I wrote this piece a while ago, way before Facebook was even a twinkle in the Chief Justice's eye and I was saving it for a rainy day. Our winter may have been mild this year compared with the rest of Europe, but it definitely rained, even snowed Facebook - so here it is.

I started off hating Facebook but I've grown strangely attached to the damn thing and even though I keep threatening to dissociate myself and put a stop to this whole ridiculous life in the petri dish, I keep making new friends. How very boring and tiresome. Walking on the front or going to the gym is a whole new experience - every other word you hear is Facebook. With 400 million members to its name, I'm hardly surprised.

Making friends on Facebook is a strange phenomenon and not so different to making friends on the playground. It starts off in a very 'Do you want to be my friend' sort of way and can pretty much end in disaster and tears, when the Facebook bully decides to ditch you, throw you out in the cold and 'unfriend' you. Unfriend - the Oxford new word of 2009. So, when someone overstays their welcome or does something you don't like, you get to stop the friendship and actually let it be known that you are blocking them. Can you imagine anything more infantile and school playground?

So where before our lives were divided into seasons or school semesters, nowadays people's lives may well be defined by whether they are blocking or unblocking someone at any given time. Naturally I would never stoop to such levels of absurdity. There are many people I am 'friends' with, whom I do not consider real friends at all. Many probably I'd sooner block and who probably feel the same way about me. But that's just the price you pay for being impulsive, nonselective and part of something so utterly teenage. Blocking someone is not an option in my (face) book.

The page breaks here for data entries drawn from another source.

PR #2773, opened 2023-03-31
fix(SynchronizableRenderWindow): do not delete state properties

psavery:
Before, the state properties that were being converted to an array were being deleted. This meant that if the same state was loaded again (which can happen, for instance, if it gets mounted again by the visibility being toggled), the behavior in the second mount would be different.

In particular, we saw that a normals array was being removed on the second mount because it essentially thought that the normals array was no longer a part of the data (even though it was - it was just moved out of the properties and into the array).

To fix this, do not delete state properties, but instead, create a local copy that has the properties removed before proceeding (the properties still need to be removed for some further steps). This fixes the round-trip issue.

### PR and Code Checklist


jourdain (approved):
LGTM

PR #2774, opened 2023-04-02
feat(interactorstyleimage): allow camera dollying in Image3D mode

sankhesh:
This change lets the user dolly the camera in vtkInteractorStyleImage's Image3D mode with Ctrl+Shift or Alt+Shift keyboard modifiers.

### Changes

### PR and Code Checklist

### Testing

No new testing is needed for this change as it is related to user interaction.


Sources/Interaction/Style/InteractorStyleImage/index.js
```diff
@@ -52,7 +52,11 @@ function vtkInteractorStyleImage(publicAPI, model) {
       publicAPI.startWindowLevel();
     } else if (model.interactionMode === 'IMAGE3D' && callData.shiftKey) {
       // If shift is held down, do a rotation
```
floryst, line 54: This comment should be updated to reflect this change in controls, or just remove the comment entirely since the code is self-explanatory.

Do we have any other docs that reference this? If so, we would need to update them.

floryst (approved):
LGTM!

PR #2784, opened 2023-04-11
perf(Texture): cache scale/offset using dataArray

bruyeret:
computeScaleOffsets used to iterate over all pixels of the volume to find min and max
Using a vtkDataArray instead of raw data enables caching of min/max values per component
create3DFilterableFromRaw uses create3DFilterableFromDataArray and create a wrapper array around the raw data
create3DFilterableFromRaw is not used anymore (deprecate ?)

### DIFF
--- a/Sources/Rendering/OpenGL/Texture/index.js
+++ b/Sources/Rendering/OpenGL/Texture/index.js
@@ -1,9 +1,7 @@
 import Constants from 'vtk.js/Sources/Rendering/OpenGL/Texture/Constants';
 import HalfFloat from 'vtk.js/Sources/Common/Core/HalfFloat';
 import * as macro from 'vtk.js/Sources/macros';
-import vtkDataArray, {
-  STATIC as dataArrayHelpers,
-} from 'vtk.js/Sources/Common/Core/DataArray';
+import vtkDataArray from 'vtk.js/Sources/Common/Core/DataArray';
 import * as vtkMath from 'vtk.js/Sources/Common/Core/Math';
 import vtkViewNode from 'vtk.js/Sources/Rendering/SceneGraph/ViewNode';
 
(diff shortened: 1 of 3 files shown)


Sources/Rendering/OpenGL/Texture/index.js
```diff
@@ -1340,17 +1329,65 @@ function vtkOpenGLTexture(publicAPI, model) {
...
+    // Original is read only, copy is read/write
+    // Use the copy as volumeInfo.scale and volumeInfo.offset
+    const scaleOffsetsCopy = {
+      offset: [],
+      scale: [],
+    };
+    for (let c = 0; c < numComps; ++c) {
+      scaleOffsetsCopy.offset[c] = scaleOffsets.offset[c];
+      scaleOffsetsCopy.scale[c] = scaleOffsets.scale[c];
+    }
```
finetjul, line 1389: use deepcopy ?

Sources/Rendering/OpenGL/Texture/index.js
```diff
@@ -1186,19 +1184,10 @@ function vtkOpenGLTexture(publicAPI, model) {
...
-
-    const offset = [];
-    const scale = [];
+  // Compute scale and offset per component from min and max per component
+  function computeScaleOffsets(min, max, numComps) {
+    const offset = new Array(numComps);
+    const scale = new Array(numComps);
     for (let c = 0; c < numComps; ++c) {
       if (min[c] === max[c]) {
         max[c] = min[c] + 1.0;
```
finetjul, line 1193: warning, this modifies input `max` . There's probably something safer to do...

Sources/Rendering/OpenGL/Texture/index.js
bruyeret: Thanks, I didn't know about `structuredClone`!

sedghi:
This is a great PR, thanks indeed.
I'm just curious about the potential memory leak that might happen because of the vtkDataArray creation. When is that getting cleaned up?

CC @bruyeret @finetjul

finetjul:
to me that vtkDataArray is being GCed after calling the function (because no one relies on it). To make sure you can check when "delete()" is being called.

PR #2786, opened 2023-04-12
fix(imageMapper): not exact half float should be under a flag

sedghi:
### Context

Half float in ImageMapper was always used even if there was potential inaccurate representation. Since half float uses 11 bits compared to short which has 15 bits, there is a potential that the values are above 2048 which makes the rendering inaccurate. See https://github.com/Kitware/vtk-js/pull/2046#discussion_r699478690 for more information

### Results and Changes

Add `preferSizeOverAccuracy` for imageMapper similar to Volume mapper PR for half float under a flag which was previously done in https://github.com/Kitware/vtk-js/pull/2046 

Although not sure where to put the new publicAPI docs, since there is no index.d.ts for the openGL texture 

### PR and Code Checklist

### Testing

- [x] Tested environment:
  - **vtk.js**: Latest
  - **OS**: macOS
  - **Browser**: Chrome

### DIFF
--- a/Sources/Rendering/OpenGL/ImageMapper/index.js
+++ b/Sources/Rendering/OpenGL/ImageMapper/index.js
@@ -1062,17 +1062,21 @@ function vtkOpenGLImageMapper(publicAPI, model) {
         vtkErrorMacro('Reformat slicing not yet supported.');
       }
 
-      const { offset, scale } = model.openGLTexture.computeScaleOffsets(
-        numComp,
-        scalars
-      );
+      // For now, fix the image mapper, but we should probably fix the
+      // vtkImageArrayMapper as well
+      if (!model.renderable.isA('vtkImageArrayMapper')) {
+        const { offset, scale } = model.openGLTexture.computeScaleOffsets(
+          numComp,
+          scalars
+        );
 
-      model.openGLTexture.setUseHalfFloat(
-        dataType,
-        offset,
-        scale,
-        model.renderable.getPreferSizeOverAccuracy()
-      );
+        model.openGLTexture.setUseHalfFloat(
+          dataType,
+          offset,
+          scale,
+          model.renderable.getPreferSizeOverAccuracy()
+        );
+      }
 
       model.openGLTexture.create2DFromRaw(
         dims[0],
--- a/Sources/Rendering/OpenGL/ImageMapper/index.js
+++ b/Sources/Rendering/OpenGL/ImageMapper/index.js
@@ -1062,6 +1062,18 @@ function vtkOpenGLImageMapper(publicAPI, model) {
         vtkErrorMacro('Reformat slicing not yet supported.');
       }
 
+      const { offset, scale } = model.openGLTexture.computeScaleOffsets(
+        numComp,
+        scalars
+      );
+
+      model.openGLTexture.setUseHalfFloat(
+        dataType,
+        offset,
+        scale,
+        model.renderable.getPreferSizeOverAccuracy()
+      );
+
       model.openGLTexture.create2DFromRaw(
         dims[0],
         dims[1],
--- a/Sources/Rendering/OpenGL/Texture/index.js
+++ b/Sources/Rendering/OpenGL/Texture/index.js
@@ -1186,7 +1186,7 @@ function vtkOpenGLTexture(publicAPI, model) {
     return true;
   };
 
-  function computeScaleOffsets(numComps, numPixelsIn, data) {
+  publicAPI.computeScaleOffsets = (numComps, data) => {
     // compute min and max values per component
     const min = [];
     const max = [];
@@ -1207,7 +1207,7 @@ function vtkOpenGLTexture(publicAPI, model) {
       scale[c] = max[c] - min[c];
     }
     return { scale, offset };
-  }
+  };
 
   // HalfFloat only represents numbers between [-2048, 2048] exactly accurate,
   // for numbers outside of this range there is a precision limitation
@@ -1224,7 +1224,12 @@ function vtkOpenGLTexture(publicAPI, model) {
     return true;
   }
 
-  function checkUseHalfFloat(dataType, offset, scale, preferSizeOverAccuracy) {
+  publicAPI.setUseHalfFloat = (
+    dataType,
+    offset,
+    scale,
+    preferSizeOverAccuracy
+  ) => {
     publicAPI.getOpenGLDataType(dataType);
 
     let useHalfFloat = false;
@@ -1236,18 +1241,15 @@ function vtkOpenGLTexture(publicAPI, model) {
         halfFloatExt && model.openGLDataType === halfFloatExt.HALF_FLOAT_OES;
     }
 
-    if (!useHalfFloat) {
-      return false;
+    if (
+      useHalfFloat &&
+      (hasExactHalfFloat(offset, scale) || preferSizeOverAccuracy)
+    ) {
+      model.useHalfFloat = true;
+    } else {
+      model.useHalfFloat = false;
     }
-
-    // Don't consider halfFloat and convert back to Float when the range of data does not generate an accurate halfFloat
-    // AND it is not preferable to have a smaller texture than an exact texture.
-    if (!hasExactHalfFloat(offset, scale) && !preferSizeOverAccuracy) {
-      return false;
-    }
-
-    return true;
-  }
+  };
 
   //----------------------------------------------------------------------------
   publicAPI.create3DFromRaw = (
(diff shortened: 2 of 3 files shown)


Sources/Rendering/OpenGL/ImageMapper/index.js
```diff
@@ -1047,6 +1047,22 @@ function vtkOpenGLImageMapper(publicAPI, model) {
...
+      if (!model.renderable.isA('vtkImageArrayMapper')) {
+        const { offset, scale } = model.openGLTexture.computeScaleOffsets(
+          numComp,
+          scalars
+        );
+
+        model.openGLTexture.setUseHalfFloat(
+          dataType,
+          offset,
+          scale,
```
finetjul, line 1061: shouldn't you simply have to pass `model.renderable.getPreferSizeOverAccuracy()` to `create2DFromRaw` below ?

Sources/Rendering/OpenGL/Texture/index.js
```diff
@@ -1186,7 +1186,7 @@ function vtkOpenGLTexture(publicAPI, model) {
     return true;
   };
 
-  function computeScaleOffsets(numComps, numPixelsIn, data) {
+  publicAPI.computeScaleOffsets = (numComps, data) => {
```
finetjul, line 1189: meanwhile the signature of this function has changed. You might want to rebase

Sources/Rendering/OpenGL/ImageMapper/index.js
finetjul: Or maybe add a `createFilterable2DFromDataArray` or something like that...

sedghi:
@finetjul It is ready for your re-review. There is only one problem that I see that using the preferSizeOverAccuracy to true now has images upside down for some reason. I thought you might now what is going on

image

Sources/Rendering/OpenGL/Texture/index.js
```diff
@@ -1222,19 +1222,103 @@ function vtkOpenGLTexture(publicAPI, model) {
...
+
+    if (!model.useHalfFloat) {
+      publicAPI.getOpenGLDataType(dataType, true);
+    }
+
+    return {
+      numComps,
+      dataType,
+      data,
+      scaleOffsets: structuredClone(scaleOffsets),
```
finetjul, line 1277: I do not think the `structuredClone` is called at the right time. It should be done AFTER setting scaleOffsets to the volumeInfo (in `create3DFilterableFromDataArray`)

Sources/Rendering/OpenGL/Texture/index.js
```diff
@@ -1222,19 +1222,103 @@ function vtkOpenGLTexture(publicAPI, model) {
...
+      (hasExactHalfFloat(offset, scale) || preferSizeOverAccuracy)
+    ) {
+      model.useHalfFloat = true;
+    } else {
+      model.useHalfFloat = false;
     }
+  }
 
-    // Don't consider halfFloat and convert back to Float when the range of data does not generate an accurate halfFloat
-    // AND it is not preferable to have a smaller texture than an exact texture.
```
finetjul, line 1230: why getting rid of this comment ?

Sources/Rendering/OpenGL/Texture/index.js
```diff
@@ -1222,19 +1222,103 @@ function vtkOpenGLTexture(publicAPI, model) {
...
 
-    if (!useHalfFloat) {
-      return false;
+    if (
+      useHalfFloat &&
+      (hasExactHalfFloat(offset, scale) || preferSizeOverAccuracy)
+    ) {
+      model.useHalfFloat = true;
+    } else {
+      model.useHalfFloat = false;
```
finetjul, line 1231: model.useHalfFloat = useHalfFloat && ...

Sources/Rendering/OpenGL/Texture/index.js
```diff
@@ -1401,21 +1461,6 @@ function vtkOpenGLTexture(publicAPI, model) {
...
-    // https://bugs.chromium.org/p/chromium/issues/detail?id=1408247
-    model.useHalfFloat = checkUseHalfFloat(
-      dataType,
-      scaleOffsets.offset,
-      scaleOffsets.scale,
-      preferSizeOverAccuracy
-    );
-
-    // since our default is to use half float, in case that we can't use it
-    // we need to use another type
```
finetjul, line 1414: why getting rid of this comment ?

Sources/Rendering/OpenGL/Texture/index.js
```diff
@@ -1401,21 +1461,6 @@ function vtkOpenGLTexture(publicAPI, model) {
       depth,
     };
 
-    // preferSizeOverAccuracy will override norm16 due to bug with norm16 implementation
-    // https://bugs.chromium.org/p/chromium/issues/detail?id=1408247
```
finetjul, line 1405: why getting rid of this comment ?

Sources/Rendering/OpenGL/Texture/index.js
sedghi: Don't know why or how, will put them back

Sources/Rendering/OpenGL/Texture/index.js
sedghi: ready for your review again

Sources/Rendering/OpenGL/Texture/index.js
```diff
@@ -1630,8 +1672,8 @@ function vtkOpenGLTexture(publicAPI, model) {
                 newArray,
                 outIdx,
                 data[inOffset + xstride * tileX * numComps + nc],
-                scaleOffsetsCopy.offset[nc],
-                scaleOffsetsCopy.scale[nc]
+                scaleOffsets.offset[nc],
+                scaleOffsets.scale[nc]
```
finetjul, line 1676: why not `scaleOffsetsCopy` ?

sedghi: sorry missed that one

Sources/Rendering/OpenGL/Texture/index.js
```diff
@@ -1222,19 +1222,98 @@ function vtkOpenGLTexture(publicAPI, model) {
...
+    const minArray = new Array(numComps);
+    const maxArray = new Array(numComps);
+    for (let c = 0; c < numComps; ++c) {
+      const [min, max] = dataArray.getRange(c);
+      minArray[c] = min;
+      maxArray[c] = max;
     }
 
-    return true;
+    // Create a copy of scale and offset to avoid aliasing issues
```
finetjul, line 1248: technically that comment should not be here but before `structuredClone`

Sources/Rendering/OpenGL/Texture/index.js
```diff
@@ -1222,19 +1222,98 @@ function vtkOpenGLTexture(publicAPI, model) {
...
+    // Original is read only, copy is read/write
+    // Use the copy as volumeInfo.scale and volumeInfo.offset
+    const scaleOffsets = computeScaleOffsets(minArray, maxArray, numComps);
+
+    const offset = [];
+    const scale = [];
+    for (let c = 0; c < numComps; ++c) {
+      offset[c] = 0.0;
+      scale[c] = 1.0;
+    }
```
finetjul, line 1258: Optional: if offset/scale is not used by `create2DFilterableFromDataArray`, then it does not seem to be meaningful to create those offset/scale parameters in `processDataArray` but leave it in  `create3DFilterableFromDataArray`

Sources/Rendering/OpenGL/Texture/index.js
sedghi: thanks

Sources/Rendering/OpenGL/Texture/index.js
sedghi: it is not heavy computation, it is a initialization as I see, I can put it under a flag something like `initializeScaleOffset` ? But then we are computing the scaleOffset line above so I think that is confusing? But I can do that if you want

finetjul: I only meant to move away those lines from `processDataArray()` along with their returned values.
And simply have those variables being declared+initialized in `create3DFilterableFromDataArray()`.
If you don't see what I mean, it's ok to leave it as is. No worries.

sedghi: sure, makes sense

floryst:
I'll merge #2786 and #2787. They both look ready.

Issue #2761, opened 2023-03-22
Unnecessary re-computation of 2D texture in ImageMapper during window level


sedghi:
### High-level description
Seems like the `model.openGLTexture.create2DFromRaw` in the imageMapper is getting called on any window level manipulation. This is not necessary since the scalar data has not changed.

### Steps to reproduce

`npm run example -- ImageMapper`

Put some console logs inside the `create2DFromRaw` and do Window leveling and you see it is running over and over

### Detailed behavior
Seems like the `toString` function 

```js
  const toString = `${slice}A${image.getMTime()}A${imgScalars.getMTime()}B${publicAPI.getMTime()}C${model.renderable.getSlicingMode()}D${actor.getProperty().getMTime()}`;
```

As you see `actor.getProperty().getMTime()` (which I'm not sure why included and why window levelling change it either, interested to know the answer here) and that causes the check on `VBOBuildString` to fail and run the openGL textrue create2DFromRaw again. 

see video captured below

https://user-images.githubusercontent.com/7490180/226780887-e079d494-1c63-4b99-a5be-61ff5272245b.mp4

### Expected behavior
It should not reconfigure the openGLTexture since the scalarData has not changed. This does not happen in the VolumeMapper since there we are just checking the  

```
 toString = `${image.getMTime()}`;
 if (model.scalarTextureString !== toString) {
```

### Environment
- **vtk.js**: vtk latest 
- **OS**: MacOS 
- **Browser**: Chrome latest

PR #2787, opened 2023-04-13
perf(texture): should not rely on actor Mtime to re create texture

sedghi:
### Context

resolves https://github.com/Kitware/vtk-js/issues/2761

Basically the 2D texture was getting created over and over again since the check relies on the actor Mtime which should not. It caused performance problems for windowleveling on large images, reducing the fps even by 10 points since it was re uploading the scalar texture over and over again.

### Results

Remove the actor MTime check for the texture to be updated

### Changes

### PR and Code Checklist

### Testing

- [x] Tested environment:
  - **vtk.js**: Latest
  - **OS**: macOS
  - **Browser**: Chrome Latest


finetjul:
Looking at the history why this `actor.getProperty().getMTime()` was added in the first place, it seems to be useful if the "minificationFilter/magnificationFilter" properties have changed:

https://github.com/Kitware/vtk-js/commit/64f1cb501a2f0c66e1f0eb43ca43192373aa9e5e

@thewtex

Sources/Rendering/OpenGL/ImageMapper/index.js
```diff
@@ -920,9 +920,7 @@ function vtkOpenGLImageMapper(publicAPI, model) {
     }
 
     // rebuild the VBO if the data has changed
-    const toString = `${slice}A${image.getMTime()}A${imgScalars.getMTime()}B${publicAPI.getMTime()}C${model.renderable.getSlicingMode()}D${actor
-      .getProperty()
-      .getMTime()}`;
+    const toString = `${slice}A${image.getMTime()}A${imgScalars.getMTime()}B${publicAPI.getMTime()}C${model.renderable.getSlicingMode()}`;
```
sankhesh, line 923: This is testing if the property has been updated and for good measure. The texture filtering changes based on property interpolation. The property should not be changing each frame. If you see that the mapper is re-creating the texture each frame because of the property, check to see if something else in your application (or vtk-js) is changing the property.

sedghi: it is not my application, it can be replicated in the ImageMapper demo as I showed in the issue. basically window levelling should not re create scalar texture as it doesn't for VolumeMapper either. So maybe windowLevelling should not update the actor properties?

sedghi:
@finetjul Does it makes sense for minificationFilter/magnificationFilter to be on the actor? Shouldn't it be on the mapper?

Sources/Rendering/OpenGL/ImageMapper/index.js
sankhesh: Yes, or better yet - this `if` check should just test whether the property's interpolation has changed.

sedghi: @sankhesh How do you suggest I filter the changed properties? is there any way you recommend?

finetjul:
> @finetjul Does it makes sense for minificationFilter/magnificationFilter to be on the actor? Shouldn't it be on the mapper?

This is how it is done in VTK C++, so it does make sense. 
The idea is to have display properties to be stored in the actor/volume property. The mapper consumes them.

To fix the performance issue there should be more checks than the mtime.

sedghi:
ready for your re-review @finetjul @sankhesh

finetjul:
LGTM

sankhesh (approved):

PR #2789, opened 2023-04-18
feat(WidgetManager): add getActiveWidget()

floryst:
### Context
Adds `widgetManager.getActiveWidget()`, which allows users to query the currently active widget, if any. This is most useful if you want to perform operations that depend on whether a widget is currently selected.

### Results
`widgetManager.getActiveWidget()` returns the currently active widget, or null.

### Changes

### PR and Code Checklist

### Testing

No testing is needed. This further develops and exposes an already-used property.

### DIFF
--- a/Sources/Widgets/Core/WidgetManager/index.js
+++ b/Sources/Widgets/Core/WidgetManager/index.js
@@ -153,9 +153,11 @@ function vtkWidgetManager(publicAPI, model) {
     // Default cursor behavior
     model._apiSpecificRenderWindow.setCursor(widget ? 'pointer' : 'default');
 
+    model.activeWidget = null;
     let wantRender = false;
     if (model.widgetInFocus === widget && widget.hasFocus()) {
       activateHandle(widget);
+      model.activeWidget = widget;
       wantRender = true;
     } else {
       for (let i = 0; i < model.widgets.length; i++) {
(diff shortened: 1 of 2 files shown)


Sources/Widgets/Core/WidgetManager/index.js
```diff
@@ -485,6 +487,7 @@ const DEFAULT_VALUES = {
   // _currentUpdateSelectionCallID: null,
   viewId: null,
   widgets: [],
+  activeWidget: null,
```
finetjul, line 490: we typically do not declare in DEFAULT_VALUES parameters that are null

finetjul (commented):
LGTM

Sources/Widgets/Core/WidgetManager/index.js
floryst: I've typed `getActiveWidget()` as `Nullable<vtkAbstractWidget>`, so I'd like to initialize `activeWidget` on construction to `null` rather than the implicit `undefined`. Would it be better to instead do `model.activeWidget = null` in the constructor function above? (Note that the current null assignment line is inside `updateSelection()`.)

finetjul: What you say makes sense to me. 

Shall we add `undefined` to the `Nullable` type. (probably not a good idea).

@jourdain a suggestion ?

floryst: I'd avoid adding undefined to `Nullable` b/c `null !== undefined`, even though `null == undefined`.

jourdain: I think that is fine especially with TS definition.

PR #2790, opened 2023-04-18
perf(OpenGL/Texture): reduce lookups in hot loop

floryst:
### Context

For large array inputs, there is a measurable difference in total execution time of the containing loop (observed initially on Chrome).

### Results

- Faster half float loop
### Changes

- [x] Updated OpenGL/Texture.js

### PR and Code Checklist

### Testing

Timing results on Chrome provided below. The relevant timing lines are described.
* "toHalf module local fn fewer lookups": this PR
* "toHalf module": original behavior
image

Timing on Firefox:

image


Sources/Rendering/OpenGL/Texture/index.js
```diff
@@ -656,8 +657,9 @@ function vtkOpenGLTexture(publicAPI, model) {
       for (let idx = 0; idx < data.length; idx++) {
         if (data[idx]) {
           const newArray = new Uint16Array(pixCount);
```
finetjul, line 659: What if you create a very large array outside the for loop and use subarray at each iteration, could you save even more time ?

PR #2794, opened 2023-04-18
fix(AbstractWidget): clear activeState

floryst:
### Context

activeState should not be set after calling deactivateAllHandles.

### Results

activeState is cleared after calling `deactivateAllHandles`.

### Changes

### PR and Code Checklist

### Testing

- [ ] Tested environment:
  - **vtk.js**: 
  - **OS**: 
  - **Browser**:

### DIFF
--- a/Sources/Widgets/Core/AbstractWidget/index.js
+++ b/Sources/Widgets/Core/AbstractWidget/index.js
@@ -32,6 +32,7 @@ function vtkAbstractWidget(publicAPI, model) {
 
   publicAPI.deactivateAllHandles = () => {
     model.widgetState.deactivate();
+    model.activeState = null;
   };
 
   // --------------------------------------------------------------------------


jourdain (approved):
Don't recall the logic but LGTM

floryst:
The only weird case I can think of is what should happen when you do the following:

```
widgetManager.grabFocus(widget);
widget.deactivateAllHandles();
```

Though if you are doing manual activate/deactivate of handles, maybe you don't intend on using grabFocus/loseFocus.

Sources/Widgets/Core/AbstractWidget/index.js
```diff
@@ -32,6 +32,7 @@ function vtkAbstractWidget(publicAPI, model) {
 
   publicAPI.deactivateAllHandles = () => {
     model.widgetState.deactivate();
+    model.activeState = null;
```
finetjul, line 35: `deactivateAllHandles()` being a convenient function and not the only way to deactivate handles, I wonder if a more robust fix wouldn't be : 
 - for the widget to observe the activeState, and if it becomes inactive,then set activeState to null.
 - or when deactivating a substate in the widget state, it could check if it is the same as `widget.getActiveState()` of the associated widget and if so, set it to null.

finetjul: Can the widget in focus be different than the `activeState` ?
if not, then deactivating the widget in focus could also make it loose focus.

floryst: I certainly think so. An example would be a widget that processes mouse events while in focus but there is no handle state. A concrete example of this would be the PolyLineWidget, but there's no move handle.

The concern is mostly for existing widgets, e.g. a focused PolyLineWidget means you're drawing, but no active state means nothing happens. This is more of a "developer beware" note that I think would be good to document.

Which is why nowadays I am wary about adding new friends. Also, because when you do extend a friend request, it can easily be ignored. Just when you thought your rejection days were over, you find they've started all over again. And I was never one who took kindly to rejection. There are people who collect friends, apparently even people they don't know, or friends of friends. It's the more-the-merrier syndrome, with friends running into thousands. Apparently you're allowed a maximum of up to 5,000. I'm way off and I'd have been far happier if I had stopped at 50 and really saved it for my nearest and dearest, or for the people I met on my travels. Oh well, we live and apparently don't seem to learn.

Facebook is definitely more of a girlie thing. I appreciate that men have a right to use it. It's also a useful advertising and PR tool. But there's a limit to how much a man should use it. How can you respect a man who advertises his life non-stop and posts pictures all over the place, tagging everyone along in the process. I have a hard time understanding how women can do it, but I suppose this is the one time a woman can get away with something a man can't. In the same way that a man gets away with smoking while walking in the road, whereas when a woman does it, she invariably looks butch or cheap.

I suppose the playground equivalent of excessive exchange of Facebook information would be exchanging notepaper. Now, can you imagine a man swapping Betsy Clarke, and if he did, could you take him seriously?

Mystery is such a wonderful thing. Leaving aside for a moment the security aspect of it, it's so much more interesting not to advertise your impending plans and just disappear, take off and not let on where you've been for two whole weeks.

It's so much more attractive to keep people guessing. But to live this goldfish bowl sort of life, broadcasting your every move, it's a little bit scary and pathetic, almost as if you're petrified you'll somehow cease to exist if you don't let the world know you woke up feeling happy.

Sooner or later we're going to hear that new laws have been enacted which prohibit people from posting pictures of third parties without their prior consent. I have come to dread the words 'So and so has tagged you in a photograph'. There have been times when photos of me, which I never wanted to see again, have appeared, posted by the people who obviously snapped them and who then went on to tag them. The only way to have these photos removed is to contact the poster and ask him to remove them, which again, is not on. Because once you do that, you're acknowledging that you take Facebook seriously, and that defeats the whole purpose. So you just have to live with the photograph and hope it drowns and gets submersed in all the other useless information.

Like the virtual birthday greetings and gifts which are frequently transmitted. So and so has sent you flowers via Facebook. Same with birthday cards. Nothing beats receiving a greeting card in the mail, with the big stamp and all the wear and tear it accumulates in handling since leaving the sender. It's such an exciting thing that the virtual version leaves me cold. But then, I have always had quite a passion for the real thing so that may explain my undiluted aversion toward cyber greetings and gifts. People strive to snap the perfect Facebook photograph, one that is guaranteed to attract attention and let someone or everyone know they're having fun.

Whoopee! I couldn't be more averse to that sort of excessive display of information. But then I am not a happy, in your face sort of girl. I don't feel the need to let the world know that I am happy and having fun. I find that rather forced and unhappy.

I like to smile inside, in the same way I frequently laugh inside. And I'm pretty content with that arrangement.